關外,宣鎮朔州城外。
野草萋萋亂葬崗,了塵現在就帶著雲華還有雲狐子在這片亂葬崗裏穿行。白骨露於野,這些可憐人顯然連起碼的入土為安也沒有得到。一直在這片亂草叢生的地方屍骨受著每天的風吹雨淋。
“師父。我們在找什麽,我們先回去吧?”顯然即使是大白天,雲華也對這一大片到處了白骨亂墳的地方接受不能。
“就這裏了。”了塵在一具殘缺的白骨前停了下來道了聲“度人無量天尊”。便拿起一個骨壇將那具殘缺的白骨收斂了起來。白骨上累累的齒痕顯示著這具屍骨所遭遇的一切。白骨四散,了塵轉了大半天,才將一副完整的骸骨收斂了起來。
“走吧”。了塵托起骨壇道。
“師父,這個是誰啊?”雲華好奇地問到。
“一個可憐人,一個可憐的母親心心盼望的兒子。”了塵有些沉痛地道。出家人看淡生死。卻無法勘破七情。若大道盡頭真的便是無欲無情,那修仙豈不就是為了變成一塊石頭。至少了塵是不願意的。

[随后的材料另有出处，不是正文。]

PR #315, opened 2021-01-06
Only call initLua() at boot

IvoryDuke:
Recently I noticed how sometimes the game stutters when changing selected level in the menu.
I suspect the culprit is the function initLua() which does a pretty significant amount of work and is called every time the index of the level selection is changed.
I have slightly reworked it to only be called on menu initialization. There seem to be no drawbacks from this new approach.

P.S: I have also renamed a variable with a misleading name and re-added the "DIFFICULTY: " string that had been removed by accident (at least I think, sorry if that was intentional and I could not figure out the reason).

### DIFF
--- a/include/SSVOpenHexagon/Core/MenuGame.hpp
+++ b/include/SSVOpenHexagon/Core/MenuGame.hpp
@@ -97,7 +97,8 @@ private:
 
     void initAssets();
     void initInput();
-    void initLua(Lua::LuaContext& mLua);
+    Lua::LuaContext lua;
+    void initLua();
     void initMenus();
     void playLocally();
     std::pair<const unsigned int, const unsigned int>
--- a/src/SSVOpenHexagon/Core/MenuGame.cpp
+++ b/src/SSVOpenHexagon/Core/MenuGame.cpp
@@ -341,6 +341,7 @@ MenuGame::MenuGame(Steam::steam_manager& mSteamManager,
 
     initMenus();
     initInput();
+    initLua();
 
     //--------------------------------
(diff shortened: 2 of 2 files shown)


SuperV1234:
Seems reasonable. I can't recall any reason why this would have to be done when changing index. Any idea, @Morxemplum?

Morxemplum:
Hmmmm. I mean initLua was called every time that a level started in the original code. I think doing it every time the level changes selection is even more redundant. If initLua is supposed to define all the Lua functions the game uses, why are we even doing it multiple times? Should only have to be done once. 

Writing all the Lua functions and setting up the environment at boot seems a lot more reasonable than doing it at the start of every attempt.

Morxemplum:
I have no involvement in how Lua boots. This was always the implementation even before we began touching the source code. Sounds like an optimization that's desperately needed.

Morxemplum:
To end it off. I'm surprised that no other wrap up changes are being done to ensure a full 2.0.3 release. Unless there are some serious bugs (The only reproducible one I've seen is the double scrolling bug), I don't see why we aren't releasing 2.0.3 and updating the Lua documentation.

IvoryDuke:
> Unless there are some serious bugs (The only reproducible one I've seen is the double scrolling bug)
All menu related bugs that have been mentioned to me have been solved. This specific one has been addressed in this commit https://github.com/SuperV1234/SSVOpenHexagon/commit/76c72622787cf556966d18c739ad7938c08acc4b

SuperV1234 (approved):
lgtm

“那另外的呢,就沒有人盼望嗎?“雲華想起了自己的母親,想起了那沉睡湖底的母親。如果不是師父,誰有能幫幫她們。
了塵停了停,半響才歎口氣道:“是啊,度人度己,貧道竟然來了,也算一場緣分罷”。說完道:“我們去買點準備的東西明天再來”。
幾天後,城外亂葬崗旁邊蓋起了一幾間草屋。屋子外麵堆滿了骨壇。一大一小兩個道士每天清晨,都會去收斂白骨,將他們放入骨壇。然後放到了茅屋前麵的空地上,每天幾十個每天幾十個,很快堆滿了茅屋前的空地。時間久了,終於被人察覺。於是一時間城裏人眾議紛紛,竟然有好事者特意跑來觀看究竟是什麽人竟然膽子這麽大,敢住在亂葬崗,而且會為些素不相識的人收斂骸骨。了塵和雲華也不在意,直到兩個月後,亂葬崗上再也沒有暴露於野的骨骸為止。茅屋前麵共有骨壇4178個,擺了滿滿一空地,尉為壯觀。